**WORK ORDER:**
Within the listing below, how many lines hold the string "goharbor"? Only the number should be given.

**SOURCE MATERIAL:**
PR #23542, opened 2026-07-10
Fix grammar: 'can not be override' -> 'cannot be overridden' in comment

magic-peach:
Fix grammar in a source code comment in utils.go: 'can not be override' should be 'cannot be overridden'.


Vad1mo (approved):

chlins (approved):
lgtm

PR #23545, opened 2026-07-11
ci: migrate all GitHub workflows to CNCF-hosted runners

Vad1mo:

Migrates every workflow job to the CNCF-hosted runner pool, and fixes Go caching in CI, which was silently disabled.

CNCF recommends that graduated projects move their CI onto the CNCF-provided runner pool. Support and coordination for these runners happens in the CNCF Slack channel [#cncf-ci-infra](https://cloud-native.slack.com/archives/C08P4HUFQ6M).

## 1. Runner migration

| Old label | New label |
|---|---|
| `oracle-vm-24cpu-96gb-x86-64` | `cncf-ubuntu-16-64-x86` |
| `ubuntu-latest` | `cncf-ubuntu-16-64-x86` |
| `ubuntu-24.04-arm` | `cncf-ubuntu-16-64-arm` |

All 22 `runs-on` declarations across 11 workflow files are covered. The `pass-CI.yml` jobs are no-op stubs that only satisfy required status checks on skipped paths, so they use the smallest runner, `cncf-ubuntu-2-8-x86`. The `arm64` leg of the `BUILD_PACKAGE` matrix still builds natively, now on `cncf-ubuntu-16-64-arm`.

Note the new runners are **smaller** than the old ones: 16 vCPU / 64 GB versus Oracle's 24 vCPU / 96 GB. They are nevertheless faster on every job (see below).

## 2. Go caching was silently disabled

`actions/setup-go` ran *before* `actions/checkout`, so it looked for `go.sum` in an empty workspace:

```
##[warning]Restore cache failed: Dependencies file is not found in
/home/ubuntu/_work/harbor/harbor. Supported file pattern: go.sum
```

With `cache: true` (the v5 default) this fails open and no-ops, so `GOMODCACHE` and `GOCACHE` were cold on **every job of every run**. The same ordering bug was present in `build-package.yml` and `conformance_test.yml`. All 7 `setup-go` usages now run after checkout with `cache-dependency-path` set.

`$GOPATH/bin` is cached too. `cover` and `goveralls` were installed on every run but never used (`goveralls` appears only in a commented-out line in `ut_run.sh`; `go test -cover` uses the built-in tool, not `golang.org/x/tools/cmd/cover`), so they are dropped. `misspell`, which `make misspell` does invoke, is pinned rather than tracking `@latest`, so the cached tool version is reproducible.

## 3. Measured before / after

Baseline is 12 successful `main` runs on the old Oracle runners (very stable: UTTEST varied only 34.6-35.1 min). All other columns are single runs. All jobs green in the final column.

| Job | A: Oracle 24c/96g, no cache (n=12, median) | B: CNCF 16c/64g, no cache (n=1) | C: CNCF + cache, **cold** (n=1) | E: CNCF + cache, **warm** (n=1) | A → E |
|---|---|---|---|---|---|
| UTTEST | 34.7 | 33.6 | 34.0 | **29.5** | −15% |
| APITEST_DB | 30.0 | 27.9 | 27.6 | **28.4** | −5% |
| APITEST_DB_PROXY_CACHE | 17.4 | 15.9 | 15.7 | **16.0** | −8% |
| OFFLINE | 10.5 | 8.7 | 8.9 | **8.8** | −16% |
| APITEST_LDAP | 10.2 | 8.4 | 8.2 | **8.3** | −19% |
| UI_UT | 1.9 | 1.8 | (failed, see below) | **1.8** | −5% |
| **Total job-minutes** | **104.7** | 96.3 | — | **92.8** | **−11%** |
| **Critical path (wall clock)** | **34.7** | 33.6 | — | **29.5** | **−15%** |

Separating the two effects, so neither is credited with the other's gain:

- **Runner change alone** (A → B): total job-minutes −8%, critical path −3%. The API/OFFLINE jobs gain 16-19%; UTTEST barely moves because it is dominated by a cold Go build.
- **Caching alone** (B → E): critical path −12%. UTTEST 33.6 → 29.5 (`install` 5.0 → 3.7, `script` 29.2 → 24.4).

A cold run (C) is expected to match the baseline: it writes the cache but cannot read it. It confirmed the mechanism works (`Cache saved with the key: setup-go-Linux-x64--go-1.26.4-...`), where previously the same step logged `Restore cache failed`.

The `$GOPATH/bin` tool cache still missed in run E (its key changed with the last edit to `ut_install.sh`), so it will save a little more once that key settles.

## 4. Two real bugs found while measuring

**`make lint` depended on a broken path.** `GOLANGCI_LINT` was `$(shell go env GOPATH)/bin/golangci-lint`, but CI sets `GOPATH` to a colon-separated list, so this expanded to the nonexistent `/home/ubuntu/go:/home/ubuntu/_work/harbor/harbor/bin/golangci-lint`. It only worked because `ut_install.sh` *installed* the binary using the same broken expression, so both sides agreed on the same bogus location. Tools are now resolved against the first `GOPATH` entry, where `go install` actually writes them. This would break for any developer whose `GOPATH` has more than one entry.

**Persisting `GOCACHE` made `go test` stop running the tests.** Go's build cache also caches *test results*. With `GOCACHE` restored across runs, `go test` replayed cached passes instead of executing: a warm run printed test output stamped with timestamps from the *previous* run and finished the test step in 2.2 min instead of 29. It then failed on `TestConfig`, because Harbor's packages share one Postgres instance and a package that did re-run observed state the replayed packages never created. Left unnoticed, this would have turned CI into a rubber stamp that reported a fake 80% speedup.

`tests/coverage4gotest.sh` now passes `-count=1`, which disables test-result reuse while keeping the compilation cache. That is why the honest warm number is −15% and not −80%. The final run was verified: every in-test log timestamp falls after the job's start time, and `-count=1` is applied to all 479 test packages.

## 5. Flaky test fixed

`UI_UT` failed once on `ProjectAuditLegacyLogComponent should support pagination`. The spec queried `.pagination-next` immediately after `whenStable()` and clicked it, so it broke whenever the datagrid had not rendered yet - more likely on 16-core runners than on the old 24-core ones. The lookup now retries until the control appears; the assertion still fails if it never renders. Passed on both subsequent runs.

# Issue being fixed
N/A - infrastructure migration, no associated issue.

### DIFF
--- a/src/portal/src/app/base/project/project-log/audit-legacy-log.component.spec.ts
+++ b/src/portal/src/app/base/project/project-log/audit-legacy-log.component.spec.ts
@@ -165,11 +165,12 @@ describe('ProjectAuditLegacyLogComponent', () => {
     });
     it('should support pagination', async () => {
         fixture.autoDetectChanges(true);
-        await fixture.whenStable();
-        fixture.detectChanges();
-        await fixture.whenStable();
-        const el: HTMLButtonElement =
-            fixture.nativeElement.querySelector('.pagination-next');
+        let el: HTMLButtonElement = null;
+        for (let i = 0; i < 20 && !el; i++) {
+            fixture.detectChanges();
+            await fixture.whenStable();
+            el = fixture.nativeElement.querySelector('.pagination-next');
+        }
         expect(el).toBeTruthy();
         el.click();
         fixture.detectChanges();
--- a/.github/workflows/CI.yml
+++ b/.github/workflows/CI.yml
@@ -50,14 +50,20 @@ jobs:
       - cncf-ubuntu-16-64-x86
     timeout-minutes: 100
     steps:
+      - uses: actions/checkout@v7
+        with:
+         path: src/github.com/goharbor/harbor
       - name: Set up Go 1.26
         uses: actions/setup-go@v5
         with:
            go-version: 1.26.4
+           cache-dependency-path: src/github.com/goharbor/harbor/src/go.sum
         id: go
-      - uses: actions/checkout@v7
+      - name: Cache CI Go tools
+        uses: actions/cache@v4
         with:
-         path: src/github.com/goharbor/harbor
+          path: ~/go/bin
+          key: ci-gotools-${{ runner.os }}-${{ runner.arch }}-${{ hashFiles('src/github.com/goharbor/harbor/tests/ci/ut_install.sh') }}
       - name: setup env
         run: |
           cd src/github.com/goharbor/harbor
@@ -112,14 +118,15 @@ jobs:
       - cncf-ubuntu-16-64-x86
     timeout-minutes: 100
     steps:
+      - uses: actions/checkout@v7
+        with:
+          path: src/github.com/goharbor/harbor
       - name: Set up Go 1.23
         uses: actions/setup-go@v5
         with:
           go-version: 1.23.2
+          cache-dependency-path: src/github.com/goharbor/harbor/src/go.sum
         id: go
-      - uses: actions/checkout@v7
-        with:
-          path: src/github.com/goharbor/harbor
       - name: setup env
         run: |
           cd src/github.com/goharbor/harbor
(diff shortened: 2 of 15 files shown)


src/portal/src/app/base/project/project-log/audit-legacy-log.component.spec.ts
```diff
@@ -165,11 +165,12 @@ describe('ProjectAuditLegacyLogComponent', () => {
     });
     it('should support pagination', async () => {
         fixture.autoDetectChanges(true);
-        await fixture.whenStable();
-        fixture.detectChanges();
-        await fixture.whenStable();
-        const el: HTMLButtonElement =
-            fixture.nativeElement.querySelector('.pagination-next');
+        let el: HTMLButtonElement = null;
```
wy65701436, line 168: is this needed for the migrating?

Vad1mo: no, but the existing code cause a few time the pipeline to break because of this timing bug. So I dediced to let it fix

wy65701436 (approved):
lgtm

chlins (approved):
lgtm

**SOLUTION TO THE PROBLEM:**
9